On Sunday I got back in the country after a two week holiday in the South Pacific. It was an awesome trip: no Internet and, for most of the time, no shoes.
I got my brain regrooved.
Now I’m trying to dig out from under the backlog, and I noticed that Mike Doughty has a new album called “The Flip is Another Honey“.
I’m a huge Mike Doughty fan, and since I’m always eager to listen to his work (even an album of covers) I went to Amazon and bought the digital version.
Now, I use Ubuntu as my desktop O/S, and while I still run the “Long Term Support” 12.04 release at home and on my laptop, I recently upgraded to 12.10 at work to see if the MTP support was any better (it isn’t).
One of the more controversial changes in 12.10 was the addition of an Amazon shopping “lens” to the Unity desktop that would return Amazon search listings as well as local (to the machine) results. It’s pretty easy to disable, but I must admit it is a little annoying.
When I access amazon.com via Firefox, an Amazon icon shows up in the launcher as if I’d launched an Amazon application. I really don’t need another icon in my launcher, especially one that duplicates functionality I already have in my web browser. In fact, that’s kinda what web browsers were for: getting rid of lots of little “apps” and just having a single interface to remote content.
I know Canonical is doing this for the Benjamins, and considering the amount of money I’ve paid to them (i.e. zero) I really can’t complain, but it rubs me the wrong way, much like the default Samsung software on my Galaxy S3 that considers the Yellow Pages search application a “system” app that can’t be removed. I’m a little more upset about that, because I did pay money for my phone, which is why I run Cyanogenmod, and I hate additional kruft of all sorts on my machines.
But the main thing that bothers me is that even with this new “integration” I still can’t download the music I buy on Amazon in one step. For “The Flip” I had to download each of the 15 songs individually since Amazon requires the “Amazon Downloader” to manage its .amz files.

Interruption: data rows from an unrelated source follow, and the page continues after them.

Issue #12083, opened 2021-05-05
remove PUK and Pairing code from keycard onboarding


guylouis:
**Problem:** when a user onboard with a keycard he needs to remember PIN, PUK, Pairing code, and seed. That's too much information and makes the process difficult and confusing for approval

**Solution studied:** we have dismissed the idea to derive puk and pairing from the seed, mostly for security reasons. See the issue here: https://github.com/status-im/status-react/issues/9064

**Solution selected:** we will remove puk and pairing from the onboarding, and allow the user to get these informations in the keycard settings. We also need to allow a user to factory reset his card when he doesn't have his PUK and needs it, because he's blocked. Or when he needs his pairing code and he's blocked (e.g lost phone).

**Description of the solution:**
https://notes.status.im/puk-and-pairing-removal%20from%20onboarding?view

**Sequential steps:**
- [x] factory reset on keycard onboarding 1st screen 
    - PR https://github.com/status-im/status-react/pull/12055
- [x] factory reset on login screen from a keycard multiaccount 
- [x] add copy to all screens where the user is blocked when he doesn't know his PUK saying "you don't know your PUK? learn how to factory reset your card here", redirecting to the flow to factory reset
- [x] add copy to all screens where the user is blocked when he doesn't know his Pairing code saying "you don't know your Pairing code? learn how to proceed here", redirecting to the flow to factory reset
- [x] remove PUK and Pairing from onboarding

PR #12127, opened 2021-05-20
add reset with mnemonic on frozen/blocked cards

bitgamma:
as part of #12083, allow to reset a blocked or frozen card using the mnemonic. Works from both logged-in and logged-out state.

Screenshots for localization. Of these, only ``keycard-is-frozen-factory-reset``  is new. The other ones are changes to existing keys, so we need to make sure they are properly updated.


cammellos (approved):

qoqobolo:
@bitgamma 

### ISSUE 1: "Backup successful" banner appears after the card is unfrozen in both logged-in and logged-out states.
Android, iOS

**_Steps:_**
- Recover a Keycard multiaccount
- Freeze the card entering invalid passcode in any flow (login, change 6-digit passcode, sign transaction, etc)
- Reset the card with mnemonic and complete the flow
 
#### Expected behavior:
`Keycard access is reset` banner

#### Actual behavior:
`Backup successful` banner

https://user-images.githubusercontent.com/67952253/118965758-4f6a4000-b969-11eb-83b3-9899bd545a97.mp4

bitgamma:
@qoqobolo this behavior is intentional and is because this flow, like the flow from #12115 is actually the creation of a backup card. After the flow is started, with the current implementation, there is no distinction between backup and reset. Do you think the text will mislead the user?

qoqobolo:
@bitgamma It seems to me that it would be preferable if the backup banner refers only to the process of creating a backup card, and for unlocking frozen card we have another one with the corresponding text. They are still two different flows, although from a technical point of view they are the same. And for unlocking with PUK we have the "Keycard access is reset" screen.
WDYT? If you have time and it isn't too hard to fix, would be nice to do this :)

bitgamma:
@qoqobolo fixed now, thanks for the input!

qoqobolo:
Thank you @bitgamma !

Another issue was found.
### ISSUE 2: If freeze the card while changing the PIN / PUK / pairing code, start reseting it with seed phrase, open `Enter seed` screen and go back, the `Enter PUK` screen will be opened but with an input field for only 6 digits.
After that, you can reset the Keycard only with the PUK code.

**_Steps:_**
1. Open Settings > Keycard > Change 6-digit code
2. Enter invalid PIN 3 times
3. Tap `Reset with mnemonic`
4. Tap back

#### Expected behavior: `Keycard is frozen` screen is opened

#### Actual behavior:

https://user-images.githubusercontent.com/67952253/119109008-14c3de80-ba21-11eb-9a09-31421273bd33.mp4

Also, if the card was frozen in signing transaction in the wallet view, and you repeat the steps from the above flow, it will not be possible to reset the Keycard using the mnemonic after returning back from the seed phrase input screen, only using the PUK code.

**_Steps:_**
1. Open Wallet
2. Send tx
3. Enter wrong PIN 3 times while signing the transaction
4. Tap `Reset with mnemonic`
5. Tap back
6. Tap `Your Keycard is frozen. Reset card access` at the top left

https://user-images.githubusercontent.com/67952253/119109494-813edd80-ba21-11eb-8e39-0fc47a3efc7c.mp4

bitgamma:
@qoqobolo thanks for the findings!

Issue 2: fixed by just returing to the original Enter PIN display, so you don't have the strange case where you are asked for a 6-digit PUK. To get the frozen card pop-up you will have to enter the PIN one more time. Making the pop-over re-appear again automatically requires keeping track of where we came from and I think for this edge case it is not worth the effort and risk of introducing issues somewhere else (the PIN screen is used in many different places so it is a critical component).

Issue 3: actually it already was possible to reset, but the label was "lost or frozen card" (like in the login screen). I fixed it to display "reset mnemonic" instead in this case so it becomes clear you can access that functionality from this screen.

qoqobolo:
@bitgamma thanks for your work and patience! Looks great for me now.
PR can be merged.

I looked to see if there was support for the Amazon Downloader in 12.10 but couldn’t find anything.
I would think that considering how much Linux-based software Amazon uses internally and the fact that Ubuntu went forward with this integration despite the potential to piss of their users, the least they could have done is create an Ubuntu Amazon Downloader client.
I look to Canonical to drive a lot of Linux desktop support (see Valve’s decision to provide their initial Steam Linux client on Ubuntu) and I can only hope that we’ll see better execution in the future.